**DIRECTIONS**
Please return only the lines from the one holding "1. Run tests" through the one holding "kim-cmsds, line 6: Nice, glad", exactly as they appear in the records below, both ends included.

**Stored items**
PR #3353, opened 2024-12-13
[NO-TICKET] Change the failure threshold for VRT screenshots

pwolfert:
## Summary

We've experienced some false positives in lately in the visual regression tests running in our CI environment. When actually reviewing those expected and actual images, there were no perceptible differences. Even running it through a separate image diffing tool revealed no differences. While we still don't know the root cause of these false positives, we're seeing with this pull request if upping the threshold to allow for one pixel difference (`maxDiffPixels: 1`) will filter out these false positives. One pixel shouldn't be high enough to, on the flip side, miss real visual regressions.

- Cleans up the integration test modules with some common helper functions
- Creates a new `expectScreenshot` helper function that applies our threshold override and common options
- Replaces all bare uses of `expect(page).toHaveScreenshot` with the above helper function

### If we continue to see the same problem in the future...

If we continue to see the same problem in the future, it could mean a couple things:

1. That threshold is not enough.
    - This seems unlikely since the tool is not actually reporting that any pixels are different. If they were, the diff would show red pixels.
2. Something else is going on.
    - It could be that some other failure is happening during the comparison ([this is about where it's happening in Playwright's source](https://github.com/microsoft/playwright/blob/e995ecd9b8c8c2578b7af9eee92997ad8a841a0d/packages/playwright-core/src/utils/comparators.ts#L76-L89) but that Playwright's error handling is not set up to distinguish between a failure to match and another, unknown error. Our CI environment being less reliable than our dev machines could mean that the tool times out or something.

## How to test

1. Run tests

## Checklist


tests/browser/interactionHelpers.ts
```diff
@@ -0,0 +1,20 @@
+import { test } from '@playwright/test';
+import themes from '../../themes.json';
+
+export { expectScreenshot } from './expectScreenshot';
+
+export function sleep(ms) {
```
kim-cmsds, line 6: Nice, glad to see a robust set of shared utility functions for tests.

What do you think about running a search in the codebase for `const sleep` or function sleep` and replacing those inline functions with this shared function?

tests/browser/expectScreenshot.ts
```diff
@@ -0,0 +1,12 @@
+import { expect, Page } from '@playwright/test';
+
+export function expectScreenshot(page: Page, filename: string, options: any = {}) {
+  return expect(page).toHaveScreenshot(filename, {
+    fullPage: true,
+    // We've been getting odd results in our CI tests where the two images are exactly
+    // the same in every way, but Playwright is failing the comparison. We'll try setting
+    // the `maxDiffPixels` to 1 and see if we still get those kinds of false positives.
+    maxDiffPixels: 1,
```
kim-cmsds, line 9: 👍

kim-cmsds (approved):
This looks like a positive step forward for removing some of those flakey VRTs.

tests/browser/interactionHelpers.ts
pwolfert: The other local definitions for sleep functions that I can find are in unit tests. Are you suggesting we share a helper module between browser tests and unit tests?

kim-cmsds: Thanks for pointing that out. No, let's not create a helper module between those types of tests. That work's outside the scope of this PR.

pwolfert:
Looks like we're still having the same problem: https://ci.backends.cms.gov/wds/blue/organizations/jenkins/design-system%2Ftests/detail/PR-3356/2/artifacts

**YOUR RESPONSE**
1. Run tests

## Checklist


tests/browser/interactionHelpers.ts
```diff
@@ -0,0 +1,20 @@
+import { test } from '@playwright/test';
+import themes from '../../themes.json';
+
+export { expectScreenshot } from './expectScreenshot';
+
+export function sleep(ms) {
```
kim-cmsds, line 6: Nice, glad to see a robust set of shared utility functions for tests.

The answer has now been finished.